Laurie Cumbo’s Brooklyn district is one of striking affluence and glaring poverty. This dichotomy was recently portrayed in vivid detail by The New York Times’series about a homeless girl named Dasani.
“I feel very challenged when I see extreme wealth in our communities, and then I also see what’s happening at the Auburn homeless shelter with a family like Dasani’s right here in the district,” explained Cumbo. “I want to change that dynamic and I really want people to see that there is a value in all of us.”
One of the ways Cumbo is hoping to address this economic disparity is to push for the equal distribution of funding across the city’s 51 Council districts—and not just the Council members’ pot of discretionary dollars, a change that has been widely discussed of late, but also the city’s capital funds and the monies distributed by its various agencies.

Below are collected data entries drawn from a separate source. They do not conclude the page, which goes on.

PR #18, opened 2020-06-27
Synchronous API for creating instances and Hot-reload fix

tiholic:
This PR mainly focuses on creating Ably instances in a synchronous manner.
The following changes were made possible as all other operations on each ably instances is an asynchronous operation.

## If not async? then, Sync + Lazy = Slazy!!! 😉 
1. All platform calls from dart side are made lazy
2. Singleton Ably library instances on Android side (iOS will be caught up)

A peek on new APIs
```dart
import 'package:ably_flutter_plugin/ably.dart' as ably;

final clientOptions = ably.ClientOptions.fromKey("<YOUR APP KEY>");
clientOptions.logLevel = ably.LogLevel.verbose; //optional
ably.Rest rest = ably.Ably.Rest(options: clientOptions);

function testRest(){
  ably.RestChannel channel = rest.channels.get('test');
  await channel.publish(name: "Hello", data: "Ably");
}

function testRealtime(){
  ably.Realtime realtime = ably.Ably.Realtime(options: clientOptions);
    realtime.connection.on().listen((ably.ConnectionStateChange stateChange) async {
    print('Realtime connection state changed: ${stateChange.event}');
  });
}

```

## Hot-reload issue fix 🌶️  ♻️  🎉  🎉  
3. `registerAbly` is now used to dispose off any registered platform instances
4. Android `StreamsChannel` source is replicated and necessary changes are made to dispose all listeners on hot-reload (Will be removing the streams_channel plugin dependency eventually)

> NOTE: Draft PR supporting Android only.

@QuintinWillison @mattheworiordan @paddybyers Please share your feedback on the API. Will make necessary changes and proceed with implementing iOS platform related changes.


lib/src/ably_implementation.dart
```diff
@@ -1,19 +1,20 @@
 import 'dart:async';
 
-import 'package:ably_flutter_plugin/src/impl/message.dart';
 import 'package:ably_flutter_plugin/src/interface.dart';
+import 'package:flutter/material.dart';
```
QuintinWillison, line 4: Is this an unused import?

lib/src/ably_implementation.dart
```diff
@@ -24,79 +25,75 @@ class AblyImplementation implements Ably {
...
+  Future _initialize() async {
+    if(_initialized) return;
+    _init();
+    // if `_initialized` is false => initialization is in progress.
+    // Let's wait for 250ms and retry
+    //
+    // this is required as many asynchronous `_initialize` calls
+    // will be invoked from different Ably instances
+    while(true){
+      await Future.delayed(Duration(milliseconds: 250));
```
QuintinWillison, line 59: Another seemingly arbitrary delay. Quite a long time, in CPU terms.

android/src/main/java/io/ably/flutter/plugin/StreamsChannel.java
```diff
@@ -0,0 +1,205 @@
...
+            final String method = methodParts[0];
+            switch (method) {
+                case "listen":
+                    onListen(id, call.arguments, reply);
+                    break;
+                case "cancel":
+                    onCancel(id, call.arguments, reply);
+                    break;
+                default:
+                    reply.reply(null);
```
QuintinWillison, line 103: I recognise this is code imported from elsewhere but this smells fishy... should that not be an exception thrown?

android/src/main/java/io/ably/flutter/plugin/AblyEventStreamHandler.java
```diff
@@ -90,15 +96,12 @@ public void onCancel(Object object) {
...
-            switch (eventName) {
-                case PlatformConstants.PlatformMethod.onRealtimeConnectionStateChanged:
-                    ablyLibrary.getRealtime(message.handle).connection.off(connectionStateListener);
-                case PlatformConstants.PlatformMethod.onRealtimeChannelStateChanged:
-                    // ablyLibrary.getRealtime(handle).connection.off(connectionStateListener);
-            }
-        });
+        AblyFlutterMessage<String> message = getMessage(object);
+        String eventName = message.message;
+        switch (eventName) {
```
QuintinWillison, line 101: With a single `case` perhaps this could be an `if` now. 😁 

Regardless, is it the intentional that this method is effectively a no-op if the `eventName` isn't exactly what is expected? Could we not consider failing here to indicate unexpected inbound?

android/src/main/java/io/ably/flutter/plugin/AblyMethodCallHandler.java
```diff
@@ -117,26 +105,10 @@ public void onMethodCall(@NonNull MethodCall call, @NonNull MethodChannel.Result
...
-            _ably.dispose();
-        }
-
-        System.out.println("Creating new Ably instance (# " + handle + ").");
-        _ably = new AblyLibrary();
-        _ablyHandle = handle;
-
-        result.success(handle);
+        System.out.println("Registering library instance to clean up any existing instnaces");
+        onHotRestartListener.trigger();
```
QuintinWillison, line 109: Where is this implemented?... I can't seem to work out how this works.

Maybe my `grep` skills are lacking?

```
ably-flutter % git grep trigger
README.md:As per RTE6a, 2nd listener should also be triggered, but it will not be as 2nd listener is registered after 1st listener and  stream subscription is cancelled immediately after first listener is triggered.
android/src/main/java/io/ably/flutter/plugin/AblyMethodCallHandler.java:        void trigger();
android/src/main/java/io/ably/flutter/plugin/AblyMethodCallHandler.java:        onHotRestartListener.trigger();
example/lib/main.dart:          await preZetaSubscription.cancel();  //by the time this cancel is triggered, preZeta will already have received current event.
example/lib/main.dart:          await postZetaSubscription.cancel(); //by the time this cancel is triggered, postZeta hasn't received the event yet. And will never receive as it is cancelled.
example/test/widget_test.dart:    // Build our app and trigger a frame.
ably-flutter % git grep OnHotRestart
android/src/main/java/io/ably/flutter/plugin/AblyMethodCallHandler.java:    public interface OnHotRestart {
android/src/main/java/io/ably/flutter/plugin/AblyMethodCallHandler.java:    private OnHotRestart onHotRestartListener;
android/src/main/java/io/ably/flutter/plugin/AblyMethodCallHandler.java:    static synchronized AblyMethodCallHandler getInstance(OnHotRestart listener) {
android/src/main/java/io/ably/flutter/plugin/AblyMethodCallHandler.java:    private AblyMethodCallHandler(OnHotRestart listener) {
```

And, also, the log statement has a typo - "instances".

README.md
```diff
@@ -57,7 +55,7 @@ clientOptions.logLevel = ably.LogLevel.verbose; //optional
 ##### Rest API
 
 ```dart
-ably.Rest rest = await ablyPlugin.createRest(options: clientOptions);
+ably.Rest rest = ably.Ably.Rest(options: clientOptions);
```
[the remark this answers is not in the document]
mattheworiordan: @Quintin, out of interest, why did you propose introducing `RestClient` instead of:

```dart
var rest = Ably.Rest(options: clientOptions);
```

See comparable https://github.com/ably/ably-js#typescript, https://github.com/ably/ably-js#introduction and https://github.com/ably/ably-java#using-the-realtime-api

P.S. I am not sure why we opt for `ably` as the lib vs `Ably`.  Is that a Dart thing?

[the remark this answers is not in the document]
QuintinWillison: @mattheworiordan A fair observation regarding naming. I guess I was aligning with what we have in Java. Happy to drop the `Client` suffix for both this and `Realtime`. @tiholic, will that work?

In terms of the `ably` package, that is indeed [a Dart thing](https://dart.dev/tools/pub/pubspec#name).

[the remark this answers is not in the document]
tiholic: My concern in writing the README/example that way was to avoid multiple imports for ably library.

1. if we `import 'package:ably_flutter_plugin/ably.dart' as ably;` then `ClientOptions` and other classes/interfaces are available for usage directly as `ably.ClientOptions` along with having access to the library encapsulation class `ably.Ably`.

2. We can `import 'package:ably_flutter_plugin/ably.dart'`, but, this would import all exports from Ably and `ConnectionState` class conflicts ❌  with default flutter classes. So the only way to import is using an alias like in point 1 above.


My suggestion would be to get rid of the `Ably` encapsulation and directly consume the API using `ably.Rest(...)` and `ably.Realtime(...)`.
> Note: the ☝️ lower case `ably` it comes from import alias as in point 1

But, this will have some conflicts with [Ably's flutter spec](https://github.com/ably/ably-flutter/blob/feature/synchronous-specification/lib/src/spec/)

To make this happen, we can rename [abstract Rest definition](https://github.com/ably/ably-flutter/blob/feature/synchronous-specification/lib/src/spec/rest/rest.dart) and [abstract Realtime definition](https://github.com/ably/ably-flutter/blob/feature/synchronous-specification/lib/src/spec/realtime/realtime.dart) from spec to `AblyRest` and `AblyRealtime` -or- `AbstractRest` and `AbstractRealtime`. And similarly rename any other definitions from spec whenever required.


PS: `xxxClient` is not usde anywhere in dart code, so we are cool I suppose.

test/ably_flutter_plugin_test.dart
```diff
@@ -50,9 +44,9 @@ void main() {
         case PlatformMethod.connectRealtime:
         default:
           return null;
-        //  eventsOff,
-        //  eventsOn,
-        //  eventOnce,
+      //  eventsOff,
```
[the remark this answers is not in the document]
tiholic: Nothing 😅 
They are removed 2c26aca9a1cb9e5a8ab67ebd0197c358474fbda3

lib/src/impl/platform_object.dart
```diff
@@ -8,18 +11,34 @@ import 'package:streams_channel/streams_channel.dart';
...
 
-  get handle => _handle;
-  get ablyHandle => _ablyHandle;
+  Future<int> createPlatformInstance();
+
+  bool _registering = false;
+  Future<int> get handle async {
+    if(_registering){
+      //if handle is queried while already being fetched from remote, it must be put on hold..
+      await Future.delayed(Duration(milliseconds: 250));
```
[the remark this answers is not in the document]
tiholic: @QuintinWillison improved the commentary fb7fa6459ff0dbafff2b180ce6474badc5925ed9
If this is still not clear, I can try giving it another shot.

lib/src/ably_implementation.dart
tiholic: @QuintinWillison what could be the optimistic wait time? This has to do a round-trip - a platform method call

android/src/main/java/io/ably/flutter/plugin/StreamsChannel.java
tiholic: @QuintinWillison there is no way of having another method type other than `"listen"` and `"cancel"` here. This code is borrowed from StreamsChannel with minor changes. Would you like to have this completely refactored now? or we can have a issue about this to track and deal with this later?

android/src/main/java/io/ably/flutter/plugin/AblyEventStreamHandler.java
tiholic: @QuintinWillison Yes, it can be an `if`, but soon we will have to switch back to `switch`.
And yes, it can be left as a no-op as this `cancel` event is triggered only when we are cancelling stream subscription. Necessary has been handled on the `onListen` method

android/src/main/java/io/ably/flutter/plugin/AblyMethodCallHandler.java
tiholic: @QuintinWillison your grep skills are at 💯  
Just that we are using the not-so-obvious lambda expression (here, method reference, actually) [in AblyFlutterPlugin.java](https://github.com/ably/ably-flutter/blob/feature/synchronous-specification/android/src/main/java/io/ably/flutter/plugin/AblyFlutterPlugin.java#L41) 😉

lib/src/ably_implementation.dart
tiholic: Yes, thanks. Removed da5de0f49b0b5f6f6aa7f3ea269a088e0c33be1a

README.md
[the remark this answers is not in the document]
QuintinWillison: Quite a journey there but it seems like you're getting to what @mattheworiordan was looking for, at least in respect of how the API looks in use.

In terms of those renames you refer to in your penultimate paragraph, I would prefer either `XxxBase` or `XxxInterface` for those abstract class ('interface') names rather than either `AblyXxx` or `AbstractXxx` - i.e. `RestBase` and `RealtimeBase` - assuming, of course, that they need to be presented as abstract base classes.

I believe that will yield a hierarchy looking like:

- `ably.Rest` (top-level function) returning implementation of `RestBase` (abstract class: 'interface') which extends `AblyBase`
- `ably.Realtime` (top-level function) returning implementation of `RealtimeBase` (abstract class: 'interface') which extends `AblyBase`

Alternatively `RestBase` could be named `RestInterface`, and `RealtimeBase` could be named `RealtimeInterface`. I don't have strong opinions either way so would be happy to go with what you feel is most representative of their purpose, @tiholic. Presumably they appear as part of the public API for this client library, right?

Though please do correct me if I'm wrong as my Dart still isn't very strong. We're all here to learn! 😁 

As a side-note, have you had anything that's been a contender for using [mixins](https://resocoder.com/2019/07/21/mixins-in-dart-understand-dart-flutter-fundamentals-tutorial/)?

lib/src/impl/platform_object.dart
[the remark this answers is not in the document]
QuintinWillison: Thanks. Had a look at that.

If you re-read your commentary back I think there's a typo or too (e.g. 'server' > 'served').

Also, 250ms (4Hz) is relatively glacial when most apps should be rendering at a minimum of 60Hz (17ms frame to frame). I would suggest perhaps a delay of no more than 10ms would be more appropriate here. Apart from anything else that is more likely to drive out issues early on in testing too.

And, finally, should there not be a loop here checking `_registering` each time before assuming it's ok to proceed or do I misunderstand the intended outcome? And, if you do end up having a check loop, then there'll need to be some kind of escape route - e.g. timeout - in case the flag never clears. In fact your comment says "a short hold and re-check" but I'm not sure I see evidence of that in the code.

lib/src/ably_implementation.dart
QuintinWillison: Thanks.

I think I spotted that when I pulled this in to my IDE.

Are we not running a linter? I thought `pedantic` was installed in this project but maybe I forget how all that hooks in. I would prefer that we ran as much lint / analysis as we can on every build if possible.

lib/src/ably_implementation.dart
QuintinWillison: I think my [other response](https://github.com/ably/ably-flutter/pull/18#discussion_r450699980) equally applies here.

android/src/main/java/io/ably/flutter/plugin/StreamsChannel.java
QuintinWillison: Will it fail downstream when somebody unexpectedly receives `null` then?

Definitely no need to refactor now but I just want to make sure that this behaviour is documented and that somebody maintaining this months or years down the line will know that this is a downstream outcome.

Is this documented on the interface for `reply`'s `reply` method?

android/src/main/java/io/ably/flutter/plugin/AblyEventStreamHandler.java
QuintinWillison: ok

android/src/main/java/io/ably/flutter/plugin/AblyMethodCallHandler.java
QuintinWillison: ok, thanks.

If there's anything you can do to either add commentary explaining that, or better provide some level of interim expression in code (e.g. interim typedef if that's a thing) then that might help. I'm thinking future maintainability - you, me, anybody else coming to this code in months or years time.

QuintinWillison:
Thanks for the responses to my review comments, @tiholic.

I think there are still a few improvements before we can merge this. Thanks.

lib/src/impl/platform_object.dart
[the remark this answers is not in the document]
QuintinWillison: "too" 🤦  😆

android/src/main/java/io/ably/flutter/plugin/AblyMethodCallHandler.java
tiholic: Not sure if that is required! I feel the code is explanatory as you can see the usage of definition in below line form your logs...

```
android/src/main/java/io/ably/flutter/plugin/AblyMethodCallHandler.java:    static synchronized AblyMethodCallHandler getInstance(OnHotRestart listener) {
```

README.md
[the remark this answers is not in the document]
tiholic: `xxxInterface` sounds like the right way to go as `xxxBase` has a different meaning when it comes to Java (`xxxBase` is used for java and `Ablyxxx` used for android implementation from what I can infer )

And yes, the abstract interfaces are a part of public API.

I've tried to implement `mixins` in this library at very early stages, with [PlatformObject](https://github.com/ably/ably-flutter/blob/feature/synchronous-specification/lib/src/impl/platform_object.dart). But, nope, it turned out they dont fit in here for us (yet, maybe).

android/src/main/java/io/ably/flutter/plugin/AblyMethodCallHandler.java
QuintinWillison: ok, just bear in mind that maintainers of this codebase in the future will likely be short of time so we need to make things obvious wherever possible. If you feel this is obvious enough then leave it be. I just wanted to point out that I found this particular part of the event flow difficult to follow.

lib/src/impl/platform_object.dart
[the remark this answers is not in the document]
tiholic: "re-check" is happening via recursion. But as you pointed out, I feel it is appropriate to have a loop instead of recursion.
Also, I've added a timeout of 2 minutes with poll time reduced to 10ms from 250ms.

sha c792574efd37a3cff749aa066970262d0ff6dfec

lib/src/ably_implementation.dart
tiholic: Linter is not enabled in this I see. Should it be enabled via actions?

lib/src/ably_implementation.dart
tiholic: Fixed @ c792574efd37a3cff749aa066970262d0ff6dfec

android/src/main/java/io/ably/flutter/plugin/StreamsChannel.java
tiholic: I'll try by removing this and see while making other changes.

tiholic:
@QuintinWillison Yeah, this PR is still in draft state. I just getting some inputs on how the final API should look like.
Now that we have enough information to proceed further, I will finish iOS implementation and try to address all the unresolved comments from above.

README.md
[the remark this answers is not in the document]
mattheworiordan: Thanks for the feedback and thoughts, it's all getting exciting 👍

lib/src/impl/platform_object.dart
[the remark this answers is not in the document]
QuintinWillison: > Also, I've added a timeout of 2 minutes with poll time reduced to 10ms from 250ms.

Just checked your source... thankfully you've implemented "2 **seconds**". 😁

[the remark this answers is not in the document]
tiholic: Oops, my bad 😛

android/src/main/java/io/ably/flutter/plugin/StreamsChannel.java
tiholic: @QuintinWillison after further investigation into this, I've observed that StreamsChannel has re-used the code that was implemented in flutter's default EventChannel. And the `reply.reply()` in the default case is also copied from the same. So, I'd say let's leave it that way. WDYT?

tiholic: And can you point out the inconsistency on usage of final?

tiholic:
@QuintinWillison iOS side caught up, if the runway is clear for landing, we can merge this.

Regarding the `pubspec.lock` changes, that was probably due to automatic minor version upgrade behavior.
`^A.B.C` will upgrade packages if minor version releases are available. If we need strict version for dependencies, we can go with `package: 'A.B.C'` instead of `package: '^A.B.C'` (ref: https://dart.dev/tools/pub/dependencies)

Updated DeveloperNotes with instructions on static code analysis (includes all build time checks)

android/src/main/java/io/ably/flutter/plugin/StreamsChannel.java
QuintinWillison: ok, as [I said before](https://github.com/ably/ably-flutter/pull/18#discussion_r450702980) no need to refactor... however I'm not sure what you're referring to when [you ask](https://github.com/ably/ably-flutter/pull/18#discussion_r453219515):

> And can you point out the inconsistency on usage of final?

QuintinWillison:
Regarding [`pubspec.lock` changes](https://github.com/ably/ably-flutter/pull/18#issuecomment-657256973), I'm happy to leave things as they are for now and thank you for explaining. 😁 

There is perhaps a wider discussion to be had here at Ably, across all client libraries, around dependency version management / auto management.

ios/Classes/AblyFlutterPlugin.m
```diff
@@ -105,35 +96,43 @@ -(nullable AblyFlutter *)ablyWithHandle:(NSNumber *)handle;
...
+    // Initializing reader writer and method codecs
     FlutterStandardReaderWriter *const readerWriter = [AblyFlutterReaderWriter new];
     FlutterStandardMethodCodec *const methodCodec = [FlutterStandardMethodCodec codecWithReaderWriter:readerWriter];
     
-    FlutterMethodChannel *const channel =
-        [FlutterMethodChannel methodChannelWithName:@"io.ably.flutter.plugin" binaryMessenger:[registrar messenger] codec:methodCodec];
-    AblyFlutterPlugin *const plugin =
-        [[AblyFlutterPlugin alloc] initWithChannel:channel];
+    // initializing event channel for event listeners
+    AblyStreamsChannel *const streamsChannel = [AblyStreamsChannel streamsChannelWithName:@"io.ably.flutter.stream" binaryMessenger:registrar.messenger codec: methodCodec];
```
QuintinWillison, line 113: For some of these longer lines could you consider formatting them so they're a little less long. I'm definitely not a fan of strict 80/120/whatever line length limits but there's always a sensible level - whether viewed in the IDE or a GitHub PR - when it's worth breaking them down. For Objective-C I think this is particularly easy to do, often aligned around argument colons. e.g.:

```suggestion
    AblyStreamsChannel *const streamsChannel =
        [AblyStreamsChannel streamsChannelWithName:@"io.ably.flutter.stream"
                                   binaryMessenger:registrar.messenger
                                             codec: methodCodec];
```

ios/Classes/AblyStreamsChannel.h
```diff
@@ -0,0 +1,26 @@
+//  Copyright (c) 2018 Loup Inc.
```
QuintinWillison, line 1: Why do we have Loup's copyright at the top of here when we have renamed it to have an `Ably` prefix? If anything I would expect an attribution or acknowledgement, or that we should be using this in original form. What's going on here? WDYT, @paddybyers ?

ios/Classes/AblyStreamsChannel.m
```diff
@@ -0,0 +1,138 @@
...
+    } else {
+      [self->_messenger sendOnChannel:name message:[self->_codec encodeSuccessEnvelope:event]];
+    }
+  };
+  stream.handler = factory(call.arguments);
+  
+  [_streams setObject:stream forKey:key];
+  [_listenerArguments setObject:call.arguments forKey:key];
+  
+  FlutterError* error = [stream.handler onListenWithArguments:call.arguments eventSink:stream.sink];
```
QuintinWillison, line 112: This pointer should be immutable. It is very typical for local variable `error` pointers to be passed to methods using `&error` so this code is a trip hazard for maintainers. Make your intent clearer, please. i.e.:

```suggestion
  FlutterError const* error = [stream.handler onListenWithArguments:call.arguments eventSink:stream.sink];
```

applies elsewhere too. Please try to default to using `const` wherever possible. I think I've mentioned this before.

ios/Classes/AblyStreamsChannel.m
```diff
@@ -0,0 +1,138 @@
...
+  if (error) {
```
QuintinWillison, line 113: I notice this logic is used in a couple of places. Could you move this to the implementation of `encodeErrorEnvelope:` to decide? It could accept `nil` values for `error` and return a success envelope in that case. This this line would just become:

```suggestion
  callback([self->_codec encodeErrorEnvelope:error]);
```

With corresponding clear commentary on that interface to explain this behaviour.

ios/Classes/AblyStreamsChannel.m
```diff
@@ -0,0 +1,138 @@
...
+    callback([self->_codec encodeErrorEnvelope:error]);
+  } else {
+    callback([self->_codec encodeSuccessEnvelope:nil]);
+  }
+}
+  
+- (void)cancelForCall:(FlutterMethodCall*)call withKey:(NSNumber*)key usingCallback:(FlutterBinaryReply)callback andFactory:(NSObject<FlutterStreamHandler> *(^)(id))factory {
```
QuintinWillison, line 120: The various `self->` prefixes for ivar access are superfluous in this method implementation and just add noise. You only need explicit `self` when dealing with blocks.

ios/Classes/AblyFlutterMessage.h
```diff
@@ -7,8 +7,8 @@ NS_ASSUME_NONNULL_BEGIN
 +(instancetype)new NS_UNAVAILABLE;
 -(instancetype)init NS_UNAVAILABLE;
 
--(instancetype)initWithHandle:(NSNumber *)handle
-                      message:(id)message NS_DESIGNATED_INITIALIZER;
+-(instancetype)initWithMessage:(id)message
+                      handle:(NSNumber *)handle NS_DESIGNATED_INITIALIZER;
```
QuintinWillison, line 11: Minor but the previous signature aligned colons to keep things readable.

DeveloperNotes.md
```diff
@@ -57,3 +57,22 @@ Some files in the project are generated to maintain sync between
...
+
+Running `flutter analyze` in project root will analyze dart files in complete project,
+ i.e., plugin code and example code
+
+
+Or, use the good old dart analyzer
+
+```bash
+cd <root>/lib/
+dartanalyzer --fatal-warnings **/*.dart
```
QuintinWillison, line 74: You can get rid of the preceding `cd` commands by modifying these commands to be executable from root:

```suggestion
dartanalyzer --fatal-warnings lib/**/*.dart
```

ios/Classes/AblyStreamsChannel.m
tiholic: Bad news! `encodeErrorEnvelope` method is from flutter's source.

ios/Classes/AblyStreamsChannel.m
tiholic: Yes, I remember mentioning regarding `const`. I deliberately ignore any syntax related optimization inside code extracted from loup_v's StreamsChannel code.

I tried to change it to constant, but XCode hints:
`Sending 'const FlutterError *__strong' to parameter of type 'FlutterError * _Nonnull' discards qualifiers`
as the error is being passed on to `encodeErrorEnvelope`

ios/Classes/AblyStreamsChannel.h
paddybyers: We should adopt the following practice (shamelessly stolen from Google):

> Files that copy lines of code from third-party files, or that directly translated or derived from third-party files, must retain any copyright notices present in the third-party file(s). AnAbly copyright notice can be added to the license header as a separate copyright notice, beneath any existing notices, but above the license text.
> 
> Any files that are exact copies of files taken from a third-party source must retain any existing copyright notices and must not include any new copyright notices.
> 
> Entirely new, Ably-authored files being added to a project that is forked or derived from a third-party source should use the license header used by other files in the project, omitting any third-party copyright notices. AnAbly copyright notice can be added to the header above the license text.

ios/Classes/AblyFlutter.m
```diff
@@ -25,19 +34,11 @@ -(instancetype)init {
     return self;
 }
 
-#define ASSERT_NOT_DISPOSED \
```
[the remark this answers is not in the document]
tiholic: As we are using `sharedInstance`, we would not need to check if ably instance is present and not disposed. There will always be 1 and only 1 instance which will never be disposed.

But all Rest, Realtime, etc instances created inside Ably sharedInstance will be cleared on hot-restart

ios/Classes/AblyFlutter.h
```diff
@@ -8,6 +8,8 @@ NS_ASSUME_NONNULL_BEGIN
 
 @interface AblyFlutter : NSObject
 
++ (id)instance;
```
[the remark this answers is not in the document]
tiholic: Addressed in 86deac257bdc6054137ddedbfe31e85cd716412c

ios/Classes/AblyFlutterPlugin.m
tiholic: Addressed in 86deac257bdc6054137ddedbfe31e85cd716412c

ios/Classes/AblyStreamsChannel.m
tiholic: Addressed in 86deac257bdc6054137ddedbfe31e85cd716412c

ios/Classes/AblyFlutterMessage.h
tiholic: Addressed in 86deac257bdc6054137ddedbfe31e85cd716412c

DeveloperNotes.md
tiholic: Addressed in 86deac257bdc6054137ddedbfe31e85cd716412c

lib/src/ably_implementation.dart
QuintinWillison: No, don't worry for now. I'll sort this out later, outside of the scope of this PR.

ios/Classes/AblyFlutter.m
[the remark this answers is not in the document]
QuintinWillison: Fair enough. Back in my box, etc.. 😁  🤦

ios/Classes/AblyStreamsChannel.m
QuintinWillison: ok, perhaps an opportunity for your own wrapper - even if just a static local function?

ios/Classes/AblyStreamsChannel.m
QuintinWillison: Damn... my bad... shows how long it's been since I did any Objective-C (or even C) in anger... that should be `const*`, not `*const`! (i.e. const *pointer*!).

This is the problem with coming up with suggestions in GitHub's Web UI, not Xcode. 😄

ios/Classes/AblyStreamsChannel.h
QuintinWillison: @tiholic can you come up with something ^ or do you need us to assist?

android/src/main/java/io/ably/flutter/plugin/StreamsChannel.java
QuintinWillison: ^ @tiholic I still don't understand to what you were referring to in [your last question](https://github.com/ably/ably-flutter/pull/18#discussion_r453219515).

ios/Classes/AblyStreamsChannel.h
tiholic: I need help, please

android/src/main/java/io/ably/flutter/plugin/StreamsChannel.java
tiholic: I mean if you can point out the inconsistency by sharing the line numbers, to make it a bit clearer for me. Anyhow as you said, we can ignore this.

QuintinWillison: Oh, I get you now - you're referring the [my outer comment](https://github.com/ably/ably-flutter/pull/18#pullrequestreview-440140108).

I think the specific example I found was the [onMessage implementation](https://github.com/ably/ably-flutter/blob/d99a8e40f166333522d84a33c7ee7c23c98714bc/android/src/main/java/io/ably/flutter/plugin/StreamsChannel.java#L76), where for some non-apparent reason only the `reply` argument has been made `final`.

Nowhere else in that source file have arguments been made `final` which is inconsistent in and of itself as a single unit of source code.

I think we can ignore this for now as there's no real benefit on improving this right now. It may be something we can look for later on using lint / checkstyle. I'll resolve this thread. 😅

ios/Classes/AblyStreamsChannel.h
QuintinWillison: I'll push a commit.

QuintinWillison: Conformed: https://github.com/ably/ably-flutter/pull/18/commits/86df27e38e1dafead6485b55270e8237e8db8b14

@tiholic, please resolve this conversation if you're happy with my commit.

tiholic: Cool, thanks 😄

ios/Classes/AblyStreamsChannel.m
QuintinWillison: @tiholic Let's move on. This is unimportant.

lib/src/impl/platform_object.dart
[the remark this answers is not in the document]
zoechi: The PR is merged already but I stumbled upon this code in another PR.

First I'd suggest to make the getter a function. 
In my opinion getters with side effects (except caching) are usually not a good idea (I admit this is a bit controversial) 
but after I saw this code
```dart
    this.handle;  //proactively acquiring handle
```
I wondered what the purpose of accessing a field might be. 
Then of course I thought this might be a getter.
Then I saw the comment and my bad feeling about this code got reinforced.

I'd suggest to make it a function named `acquireHandle()`

About the content. I think 

```dart
Future<int> acquireHandle() => _handle ??= createPlatformInstance()
    .timeout(const Duration(milliseconds: 2));
```
would do the same as the current code.

Is it OK to continue the discussion here or should I create an issue or should it be discussed in Slack?

Also it feels like either `createPlatformInstance` https://github.com/ably/ably-flutter/blob/0c2f7074b7ffe6abcb5ba0a0a99aed7ab4917bd9/lib/src/impl/realtime/channels.dart#L34 
or `handle` should be `@protected` but I might not fully understand the purpose of the code yet.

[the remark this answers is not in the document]
zoechi: Not sure if this is related to this PR but perhaps the `reassemble` callback might be utilized if the handle needs to be reinitialized after hot-reload/restart 
https://proandroiddev.com/some-widely-used-override-methods-in-flutter-50696f08d42a#dc1c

As the founder of the Museum of Contemporary African Diasporan Arts in downtown Brooklyn, Cumbo is well familiar with the funding challenges the city’s nonprofit institutions face, and she wants to use her firsthand experience to improve the system.
“There are all of these great not-for-profit organizations that are doing everything from food pantries to our reentry work to our libraries to our culturals and on a year-to-year basis they have no idea if they are going to be in business the following year,” said Cumbo. “You have to make a choice on a regular basis of whether you’re going to play the budget dance, or you’re going to give a tour to a group of 30 students that are here to learn about their history or their culture. Or you have to decide if you are going to be at an after-school program to make sure it’s running correctly, and that the students have all of the tools that they need, and that the principals and the teachers have buy-in, and that the parents know about the program, or you have to be on the steps of City Hall fighting for resources. So I want to end that process. I want to give organizations across the board … the stability that they need to plan for the future, to be able to know that year after year that they are of course going to be evaluated, but at the same time that they are going to be rewarded for providing incredible and important resources to our community.”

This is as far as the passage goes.